And about big companies releasing unstable software, Autodesk seems to take the cake. One would think that their 3D programs, which cost arm and leg and are industry standard since decades should be really well polished by now. Except it doesn't appear to be so, over the years I've read enough complaints about Max and Maya being prone to crashing, having long-running bugs and unreasonable resource usage. So I'm not surprised at all that Adobe might have screwed something up.


----------



## BooTheHamster (Dec 2, 2022)

Real talk, unless you ABSOLUTELY HAVE TO USE AN ADOBE PRODUCT... don't.  There's very little they do that someone else doesn't do better, with fewer strings attached.

Paint Tool SAI, Krita, Rebelle, ArtRage, etc. are all vastly better options.  Adobe stuff has had issues for years and years, it's a resource hog full of crap you'll never use that jacks up the price insanely and then there's the SaaS model Adobe is shifting to, which is hot garbage.

If you have a Wacom, I will say Wacom drivers are known for basically uninstalling themselves on a whim.  Hell if I remember exactly why, or if it's tied to Adobe software in any way.


----------



## ConorHyena (Dec 2, 2022)

PS' trial version worked on my PCs with limited power perfectly reasonable, but is is a very powerful program with its fair share of resource usage especially on large things. 

In the end imo all the big drawing programs (Sai, PS, Clip studio paint, krita and such) tend to give similar results, it's beneficial to stick one one and just learn that one,. 

I personally went from krita to CSP because of my tremors and the brush stabilisation, but krita works just fine as well.


----------



## BooTheHamster (Dec 2, 2022)

ConorHyena said:


> PS' trial version worked on my PCs with limited power perfectly reasonable, but is is a very powerful program with its fair share of resource usage especially on large things.
> 
> In the end imo all the big drawing programs (Sai, PS, Clip studio paint, krita and such) tend to give similar results, it's beneficial to stick one one and just learn that one,.
> 
> I personally went from krita to CSP because of my tremors and the brush stabilisation, but krita works just fine as well.


I'll second CSP here (it goes on sale relatively frequently), it's spoken of highly by multiple people.

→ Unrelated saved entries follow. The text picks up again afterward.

PR #9214, opened 2026-07-21
fix(plugin): dispatch FINISH_DAY action so the finishDay plugin hook fires

temal32:
## Problem

The `finishDay` plugin hook (`PluginHooks.FINISH_DAY`) can be registered successfully, but it **never fires** — the NgRx action it listens for is never dispatched anywhere in the app.

There are exactly two references to the `FINISH_DAY` action type in `src/`:

1. The effect that forwards it to plugins ([`plugin-hooks.effects.ts`](https://github.com/johannesjo/super-productivity/blob/master/src/app/plugins/plugin-hooks.effects.ts#L249-L257)):

   ```ts
   finishDay$ = createEffect(
     () =>
       this.actions$.pipe(
         filter((action) => action.type === 'FINISH_DAY'),
         tap(() => {
           this.pluginService.dispatchHook(PluginHooks.FINISH_DAY);
         }),
       ),
     { dispatch: false },
   );
   ```

2. The `actionsToExecuteBeforeFinishDay` field in `daily-summary.component.ts`, which defines `[{ type: 'FINISH_DAY' }]` but was never referenced anywhere — dead code.

Since nothing dispatches the action, the effect's filter never matches and `dispatchHook(PluginHooks.FINISH_DAY)` is never called — for any plugin, web or desktop. (The built-in issue-provider integrations are unaffected because they use the internal `BeforeFinishDayService.addAction()`, which is not reachable from the plugin API.)

### Steps to reproduce

1. Install a plugin that declares `"hooks": ["finishDay"]` and calls `api.registerHook('finishDay', () => console.log('finishDay fired'))`.
2. The console confirms registration: `Plugin <id> registered hook: finishDay`.
3. Go to the daily summary and click *Finish day* — the callback is never invoked.

## Fix

Dispatch the actions from the existing `actionsToExecuteBeforeFinishDay` field at the start of `DailySummaryComponent.finishDay()`, so plugins are notified before the day is wrapped up and done tasks are archived. This wires up the field as originally intended and keeps the hook's fire-and-forget semantics (the effect uses `tap`, archiving is not blocked on plugin handlers).

## Verification

Diagnosed and verified with a live plugin (an issue-provider plugin that books tracked time to GitLab on finish day) against v18.15.1: hook registration succeeds but the handler never runs when finishing the day; after dispatching `FINISH_DAY` the handler runs as expected. Also verified via source search that no other dispatcher of this action exists.

### DIFF
--- a/src/app/pages/daily-summary/daily-summary.component.ts
+++ b/src/app/pages/daily-summary/daily-summary.component.ts
@@ -37,7 +37,7 @@ import {
 import { DateService } from 'src/app/core/date/date.service';
 
 import { EntityState } from '@ngrx/entity';
-import { Action } from '@ngrx/store';
+import { Action, Store } from '@ngrx/store';
 import { TranslatePipe, TranslateService, TranslateStore } from '@ngx-translate/core';
 
 import { IS_ELECTRON } from '../../app.constants';
@@ -126,6 +126,7 @@ export class DailySummaryComponent implements OnInit, OnDestroy, AfterViewInit {
   private readonly _syncWrapperService = inject(SyncWrapperService);
   private readonly _operationWriteFlushService = inject(OperationWriteFlushService);
   private readonly _beforeFinishDayService = inject(BeforeFinishDayService);
+  private readonly _store = inject(Store);
   private readonly _simpleCounterService = inject(SimpleCounterService);
   private readonly _dateService = inject(DateService);
   private readonly _metricService = inject(MetricService);
@@ -341,6 +342,11 @@ export class DailySummaryComponent implements OnInit, OnDestroy, AfterViewInit {
   }
 
   async finishDay(): Promise<void> {
+    // Notify plugins (finishDay hook) before the day is wrapped up and tasks are
+    // archived — the plugin-hooks effect listens for the FINISH_DAY action.
+    this.actionsToExecuteBeforeFinishDay.forEach((action) =>
+      this._store.dispatch(action),
+    );
     try {
       await this._beforeFinishDayService.executeActions();
       // Wait for any ongoing sync to complete before archiving to avoid DB lock errors.


johannesjo (commented):
Thanks for tracking this down — the diagnosis is correct and well evidenced. I verified the premise independently:

- Only two `'FINISH_DAY'` references exist in `src/`: the effect (`plugin-hooks.effects.ts:249-257`) and the field (`daily-summary.component.ts:266`).
- `git log -S actionsToExecuteBeforeFinishDay` returns exactly one code commit — `0f9ceb8928` (Nov 2023, *"outline before finish day handler"*). The field was added as an outline and never wired up, so the hook has never fired since it was introduced.

I also confirmed the change is **sync-safe**: the dispatched action carries no `PersistentActionMeta`, and both `OperationLogEffects.persistOperation$` and `operationCaptureMetaReducer` gate on `isPersistentAction` (`meta.isPersistent === true`), so no operation is created and nothing reaches other devices. `plugin-hooks.effects.ts` injects `LOCAL_ACTIONS`, so remote replay can't re-fire the hook either.

Four things before this can go in.

---

### 1. Blocker — two existing unit tests fail

`npm run test:file src/app/pages/daily-summary/daily-summary.component.spec.ts` at `24979c3`:

```
✗ should wait for sync to complete before archiving tasks
✗ should not archive when before-finish actions fail
    TypeError: Cannot read properties of undefined (reading 'forEach')
    at daily-summary.component.ts:347:42
TOTAL: 2 FAILED, 5 SUCCESS
```

(7/7 pass on the base commit.) Those specs call `DailySummaryComponent.prototype.finishDay.call(receiver)` with hand-built receivers that have neither `actionsToExecuteBeforeFinishDay` nor `_store`; because the dispatch sits *before* the `try {`, it throws synchronously out of the async function.

CI hasn't surfaced this yet — the only check that has run is `welcome`; the unit-test job (`ci.yml` → `npm run test`) still needs maintainer approval for a first-time contributor.

Both receivers need `_store: { dispatch: jasmine.createSpy('dispatch') }` plus the field — and ideally an assertion on the dispatch, which brings us to (4).

### 2. The hook fires on aborted and failed finish-days

The dispatch is the first statement in `finishDay()`, ahead of every early return:

- `executeActions()` rejects → `FINISH_DAY_SYNC_ERROR` snack → `return`, nothing archived — but plugins have already been told the day finished. The user retries → the hook fires a **second** time.

For your own stated use case (booking tracked time to GitLab) that is a duplicate booking on a flow that visibly failed. Moving the dispatch to just below the `try/catch` block costs nothing and still satisfies *"before the day is wrapped up and tasks are archived"*.

(The Electron confirm-dialog dismissal path — `isConfirm === undefined` → `return` — would still fire the hook, but the built-in `BeforeFinishDayService` handlers behave the same way there, so that one is at least consistent.)

### 3. Fire-and-forget races the archive — consider the awaited path instead

In the non-Electron path the only gap between the dispatch and `_moveDoneToArchive()` is `executeActions()` plus the sync wait. A plugin that reads today's tasks to compute tracked time can lose that race and find them already archived.

Note what the built-in equivalent does: `GitlabIssueEffects` registers via `BeforeFinishDayService.addAction()`, which `finishDay()` **awaits** — so it is guaranteed to see the tasks before archiving. As written, plugins get a strictly weaker guarantee than the internal integration they are replicating.

Awaiting is cheap and safe here: `PluginService.dispatchHook()` returns `Promise<void>`, and `PluginHooksService._invokeWithTimeout` caps each handler at `HOOK_TIMEOUT_MS = 5000` **and swallows handler errors** — so a slow or broken plugin can neither stall nor abort finish-day.

Registering the hook dispatch as a `BeforeFinishDayService` action from the plugin layer would reuse the existing building block, guarantee before-archive ordering, and let the dead field, the magic-string action and the `finishDay$` effect all be deleted. That is the shape I'd prefer. If you'd rather keep the minimal diff, please at least move the dispatch per (2).

Worth knowing for this decision: an in-repo simplification audit already catalogued this field as dead code slated for removal (`docs/non-sync-code-simplification-audit.md`, candidate C02-014 — *"the two-line dead Action/actionsToExecuteBeforeFinishDay field deletion"*). Nobody had spotted that the hook depended on it. So the two efforts collide, and it's better to settle the mechanism now than to leave a half-wired field behind.

### 4. Missing payload and missing test

- `FinishDayPayload { date: string }` is declared in the public plugin API (`packages/plugin-api/src/types.ts:188`), but `plugin-hooks.effects.ts:254` calls `dispatchHook(PluginHooks.FINISH_DAY)` with no payload — plugins receive `undefined` where the typed API promises `{ date }`. Pre-existing, but harmless only while the hook never fires; this PR is the first moment any plugin can observe it, so it's the cheap moment to fix. `this.dayStr` is right there.
- A bug fix wants a test. A short spec asserting that `finishDay()` dispatches `FINISH_DAY` — and does *not* dispatch it when the pre-archive step fails — would cover the fix and would have caught both (1) and (2).

**Minor:** `'FINISH_DAY'` is a bare magic string duplicated between component and effect, present in no action-creator file and not in the `ActionType` enum. If the store dispatch stays, export a shared const. And since nothing ever writes to `actionsToExecuteBeforeFinishDay`, the array indirection buys nothing.

---

To be clear on the verdict: the bug is real, the fix earns its place, and the reproduction work here is appreciated. (1) is a hard merge blocker; (2) and (4) are small; (3) is the one worth a quick discussion before you rework it.

temal32:
@johannesjo and? Will you merge it?

johannesjo (commented):
Thanks for the ping, and sorry for the wait.

Short answer: not yet. Nothing has changed on the PR since my review, and the blocking item from it is still open. I re-verified it today against current `master` rather than trusting the old run.

### The blocker still reproduces

`24979c3` applied on top of today's `master` (`32c1610c`, merges cleanly):

```
$ npm run test:file src/app/pages/daily-summary/daily-summary.component.spec.ts
✗ should not archive when before-finish actions fail
✗ should wait for sync to complete before archiving tasks
    TypeError: Cannot read properties of undefined (reading 'forEach')
    at daily-summary.component.ts:347:42
TOTAL: 2 FAILED, 5 SUCCESS
```

The same spec with this PR's five lines reverted and nothing else changed: `TOTAL: 7 SUCCESS`. So both failures belong to this PR.

The cause is unchanged. Both specs drive the method as `DailySummaryComponent.prototype.finishDay.call(receiver)` with hand-built receivers (spec lines 151 and 187) that have neither `_store` nor `actionsToExecuteBeforeFinishDay`, and the new dispatch sits above the `try {`, so it throws synchronously.

One thing to know: CI has never actually run on this branch. Six workflows are sitting at `action_required` because this is your first PR here, and only `welcome` completed. So the checks list is not evidence of anything either way. I will approve the runs, and the two failures will show up there too.

### The open design question, decided

You may have been waiting on me for point 3, so here is the call: please go the `BeforeFinishDayService` route rather than the store dispatch.

The reason is not style. A store dispatch cannot be awaited, so it can never give plugins the ordering the hook advertises. `executeActions()` is awaited by `finishDay()` before `_moveDoneToArchive()`, so a handler registered there is guaranteed to see today's tasks. Fire and forget is a race, and when sync is disabled the window before archiving is a single microtask chain, which an iframe plugin doing postMessage round trips will normally lose. For your own GitLab booking case that is the difference between working and intermittently booking nothing.

It also deletes more than it adds: `actionsToExecuteBeforeFinishDay` (`daily-summary.component.ts:266`), the `'FINISH_DAY'` magic string, and the `finishDay$` effect (`plugin-hooks.effects.ts:249`) all go away, and `daily-summary.component.ts` needs no change at all, which makes the spec breakage above disappear rather than requiring new mocks. `GitlabIssueEffects` is the in-tree precedent for the pattern.

Third, smaller point: `anyAction$` (`plugin-hooks.effects.ts:411`) is unfiltered, so dispatching `{ type: 'FINISH_DAY' }` would also push a synthetic action into every plugin's generic `action` hook, for an action type that exists in no action creator and in no `ActionType` enum.

**There is one wrinkle you will hit,** which is why I am spelling the shape out. The payload needs the summary's day, and the plugin layer does not know it. `finishDay()` can run for a past day: `dayStr` is set from the route param and `isForToday` goes false (`daily-summary.component.ts:309-310`), so `dateService.todayStr()` in the plugin layer would be wrong. The day has to be threaded through the service:

```ts
// before-finish-day.model.ts
export type BeforeFinishDayAction = (dayStr: string) => Promise<'SUCCESS' | 'ERROR'>;

// before-finish-day.service.ts
async executeActions(dayStr: string): Promise<'SUCCESS' | 'ERROR'> {
  const results = await Promise.all(this._actions.map((action) => action(dayStr)));
  ...
}

// plugin layer
this._beforeFinishDayService.addAction(async (dayStr) => {
  await this._pluginService.dispatchHook(PluginHooks.FINISH_DAY, { date: dayStr });
  return 'SUCCESS';
});
```

The component call becomes `executeActions(this.dayStr)`, `GitlabIssueEffects` can ignore the new argument, and the existing spies accept it without changes.

The registration has to run at app start, before anyone can press the button. `GitlabIssueEffects` does it from its constructor, and `PluginHooksEffects` already injects `pluginService` and is registered eagerly (`root-store/feature-stores.module.ts:209`), so its constructor is a workable home if you want to keep it next to the other hooks.

Awaiting plugin handlers there is safe, which I checked rather than assumed. `dispatchHook()` returns a promise, and `_invokeWithTimeout` races each handler against `HOOK_TIMEOUT_MS = 5000` and swallows handler errors (`plugin-hooks.ts:18`, `:55`, `:111` and the `catch` at `:128`). A broken plugin can neither abort finish-day nor stall it forever. The cap is per handler and handlers run sequentially, and `dispatchHook` returns immediately when nothing registered the hook, so users without plugins pay nothing.

Two properties of the mechanism you would be joining, so they do not surprise you later:

- `executeActions()` runs before the Electron confirm dialog, so the hook fires even if the user then clicks that dialog away and nothing is archived. The built-in GitLab action already behaves that way, so I am fine with it, but the hook is "before finish day", not "the day definitely finished".
- `executeActions()` returns `'SUCCESS' | 'ERROR'` and `finishDay()` ignores the return value, so returning `'ERROR'` does not stop the archive. Only a thrown error does. Pre-existing, just do not rely on it.

### Still needed beyond that

- **Fill in the payload.** `FinishDayPayload { date: string }` is declared (`packages/plugin-api/src/types.ts:188`) and mapped in `HookPayloadMap` (`:260`), but the current call passes nothing, so plugins would get `undefined` where the public API promises `{ date }`. It is dormant today only because the hook never fires. This PR is the first moment a plugin can observe it, so it is the cheap moment to fix.
- **A test.** A short spec asserting the hook is dispatched with the expected date, and that it runs before archiving, would cover the fix and would have caught the two failures above. Under this shape it belongs with the plugin hooks specs and does not touch the daily summary receivers at all.

If you would rather not do the rework, say so and I will finish it on top of your commit with you as the author. Finding this was the valuable part, and that stands either way.

johannesjo:

Follow-up pass at `24979c3`. The head has not moved since my review of 2026-07-30, so this is a status update rather than a new review: everything in that review still stands, and I re-checked its anchors against today's `master` instead of trusting the old run.

### Still open

- **`src/app/pages/daily-summary/daily-summary.component.ts:347`** – CI has now run on this head and confirms the blocker publicly: `TOTAL: 2 FAILED, 13304 SUCCESS`, both failures `TypeError: Cannot read properties of undefined (reading 'forEach')` at `daily-summary.component.ts:347:42`, from `should wait for sync to complete before archiving tasks` and `should not archive when before-finish actions fail`. Both spec receivers are unchanged on current `master`, so this is not a stale result – it reproduces today.
- **The design call from 2026-07-30 stands**: register the hook through `BeforeFinishDayService` rather than dispatching a store action. Under that shape the component change shrinks to threading the day into the call (`executeActions(this.dayStr)`), which the existing spies accept unchanged, so the two failures above disappear rather than needing new mocks.
- **Payload and test** are still outstanding: `FinishDayPayload { date: string }` (`packages/plugin-api/src/types.ts:194`, mapped at `:266`) is still unfilled, and there is still no test asserting the hook fires.

### Also worth knowing

The branch is now 426 commits behind `master`, but it still merges cleanly and nothing here has been overtaken. I re-verified each anchor on current `master` and none moved: the dead field at `daily-summary.component.ts:266`, `finishDay$` at `plugin-hooks.effects.ts:249-258` (still on `LOCAL_ACTIONS`, still calling `dispatchHook` with no payload), the unfiltered `anyAction$`, and `executeActions()` still taking no `dayStr`. So the rework is still exactly the rework that was described.

### Questions

- Do you still want to do the rework yourself? Either answer is fine – the offer to finish it on top of your commit with you as the author is still open, and a one-line reply is enough to unblock this in either direction.

---

johannesjo:
Taking you up on the hand-off you offered — implemented in #9900 (`efd168c`), in the shape we discussed.

Rather than dispatching a `FINISH_DAY` action for the effect to filter on, the hook now registers itself through `BeforeFinishDayService.addAction()`, which is where the daily summary actually goes (`daily-summary.component.ts` calls `executeActions()` directly; that action type had no dispatcher, which is exactly why the documented hook never fired). Registering there also means the day is not archived until every listening plugin has had its turn, and a plugin that throws is logged as `'ERROR'` without blocking the user. The now-dead `actionsToExecuteBeforeFinishDay = [{ type: 'FINISH_DAY' }]` field is removed, and two specs cover the fire and the throw path.

I left `executeActions(dayStr)` out for now — no consumer needs the parameter yet, and it's easy to add when one does.

Closing once #9900 lands. Thanks for finding this and for the patience.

For mimicking traditional art, ArtRage and Rebelle are decent options.  The one thing Photoshop etc. is good for, is figuring out what you want to do, then once you figure that out you discard it and pick a tool/program that does that well and you feel comfortable using/learning.


----------



## FitzOblong (Dec 2, 2022)

BooTheHamster said:


> If you have a Wacom, I will say Wacom drivers are known for basically uninstalling themselves on a whim.  Hell if I remember exactly why, or if it's tied to Adobe software in any way.


That’s Interesting. The Huion driver actually does something similar, where on one random day it just doesn’t recognise the tablet anymore. Only solution: fresh reinstall.



BooTheHamster said:


> For mimicking traditional art, ArtRage and Rebelle are decent options.  The one thing Photoshop etc. is good for, is figuring out what you want to do, then once you figure that out you discard it and pick a tool/program that does that well and you feel comfortable using/learning.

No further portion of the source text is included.